KOBE--Like many others, Tsuyoshi Nakayama had to grieve for a loved one lost in the Great Hanshin Earthquake 26 years ago on his own without friends or acquaintances this year, due to the coronavirus pandemic.

Nakayama, 52, was one of about 2,500 mourners who visited Kobe East Park, where a gathering to pay tribute to the victims was held early on the morning of Jan. 17.

They accounted for less than 20 percent of the attendees in 2015 on the 20th anniversary when attendance at the memorial ceremony peaked. 

“This is my first time to come here alone,” said Nakayama, of Kobe's Higashi-Nada Ward, as he gazed at flames of bamboo lanterns at the park from a distance. “It feels lonely.”

He lost his 29-year-old sister Noriko when their home collapsed. Nakayama began volunteering at an elementary school he took refuge at to fill a void left by the loss of his sibling. He found solace in fellow volunteers who gathered from across the country.

On the eve of the anniversary, they used to assemble at an "izakaya" pub and kept talking before coming to the park to offer prayers at 5:46 a.m., the time the powerful earthquake struck. But it was not possible for this year’s anniversary amid safety precautions and scaled-back ceremonies. 

“I would like to get together with friends next year, just we did before,” Nakayama said.

Hikaru Miyauchi, a college sophomore from Kobe’s Nada Ward, visited the park for the first time.

“I came here because I know there are many people out there in remote places who cannot come despite their strong wishes due to the pandemic,” he said. “I thought we who live near the park should come and pay our respects.”

Emiko Kisoi, 73, offered a prayer at her home in Nagoya’s Midori Ward, looking to the west toward Kobe.

A picture of her son, Motohiro, who was 23 and attending graduate school at Kobe University when he died in the quake, is placed in her room.

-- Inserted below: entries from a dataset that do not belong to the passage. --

PR #5003, opened 2026-02-26
chore: consolidate backend-forwarded param tests into unified parametrized test

mattf:
Replace ~15 per-param tests (safety_identifier, prompt_cache_key, service_tier streaming, top_p, top_logprobs, frequency_penalty, presence_penalty) with a single parametrized test that covers all combinations of stream × store × param.

The unified test now asserts:
- backend kwarg is passed with correct value
- streaming created/completed events carry the param
- stored response object carries the param

Params that are not forwarded to the backend (e.g. truncation) are explicitly excluded from this test per its docstring.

She had a protocol of observing the anniversary: visiting an izakaya in Kobe where her son worked part time; praying in her hotel room while facing the direction of his boarding house at the time the quake hit; and visiting the site where the boarding house once stood and a monument dedicated to the victims at his university.

But she had to forgo that somber ritual this year.

“The air in Kobe on Jan. 17 feels different from the rest of the year,” she said. “I wish I could have been in Kobe, thinking about my son there. This year, I followed the same procedures in my mind.”